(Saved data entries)
= = = =
PR #1321, opened 2025-07-31
Enhance exception guide in docs

MuhammadHamidRaza:
This Pull Request aims to significantly improve the clarity and understanding of `Agents SDK` exceptions within the documentation. I have updated the definitions for all core exceptions (found in `agents.exceptions`) to be more precise, comprehensive, and easier for beginners to grasp.

**Why these changes are important:**

Previously, some exception definitions might have been concise but lacked the detailed explanation necessary for new users to fully understand *when* and *why* a particular exception is raised. The goal here is to make the documentation more beginner-friendly by:

* **Providing Clearer Context:** Each definition now offers more context on the circumstances that lead to the exception.
* **Actionable Understanding:** Users will better understand the root cause of the error, helping them to debug and implement agents more effectively.
* **Improved Onboarding:** A clear understanding of error handling from the outset will greatly enhance the onboarding experience for developers new to the `Agents SDK`.

**Specific improvements for each exception:**

* **`AgentsException`**: Clarified its role as the base class for all SDK exceptions.
* **`MaxTurnsExceeded`**: Explicitly mentions all relevant `Runner` methods (`run`, `run_sync`, `run_streamed`) where `max_turns` can be exceeded.
* **`ModelBehaviorError`**: Detailed the common scenarios such as "Malformed JSON" and "Non-existent Tools", which are crucial for understanding unexpected model output.
* **`UserError`**: Emphasized that this exception is for errors made by the developer using the SDK, due to incorrect implementation or configuration.
* **`InputGuardrailTripwireTriggered` / `OutputGuardrailTripwireTriggered`**: Provided clearer explanations of what guardrails are and their purpose (checking inputs before processing, and checking outputs before delivery, respectively).

These updated definitions will be a valuable asset to the SDK's documentation, making it much easier for anyone, regardless of their prior experience, to understand and handle errors effectively.

I believe this update will directly contribute to a smoother learning curve and a better overall experience for all `Agents SDK` users.


docs/running_agents.md
```diff
@@ -128,8 +128,10 @@ You can use the Agents SDK [Temporal](https://temporal.io/) integration to run d
...
+-   [`AgentsException`][agents.exceptions.AgentsException]: This is the base class for all exceptions raised within the SDK. It serves as a generic type from which all other specific exceptions are derived.
+-   [`MaxTurnsExceeded`][agents.exceptions.MaxTurnsExceeded]: This exception is raised when the agent's run exceeds the `max_turns` limit passed to the `Runner.run`, `Runner.run_sync`, or `Runner.run_streamed` methods. It indicates that the agent could not complete its task within the specified number of interaction turns.
+-   [`ModelBehaviorError`][agents.exceptions.ModelBehaviorError]: This exception occurs when the underlying model (LLM) produces unexpected or invalid outputs. This can include:
+    -   Malformed JSON: When the model provides a malformed JSON structure for tool calls or in its direct output, especially if a specific `output_type` is defined.
+    -   Non-existent Tools: When the model attempts to call a tool that is not present in the agent's defined list of tools.
```
seratch: The missing tools situation is not common, and it can potentially happen only with handoffs. So, instead of highlighting the specific one, we want to mention more general idea. 
```suggestion
    -   Unexpected tool-related failures: When the model fails to use tools in an expected manner
```

seratch (approved):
= = = =
**ACTION ITEM**:
Print the lines above, unchanged, from the start of the records to the line with "changes are important:**", including that final line.

**TASK ANSWER**:
PR #1321, opened 2025-07-31
Enhance exception guide in docs

MuhammadHamidRaza:
This Pull Request aims to significantly improve the clarity and understanding of `Agents SDK` exceptions within the documentation. I have updated the definitions for all core exceptions (found in `agents.exceptions`) to be more precise, comprehensive, and easier for beginners to grasp.

**Why these changes are important:**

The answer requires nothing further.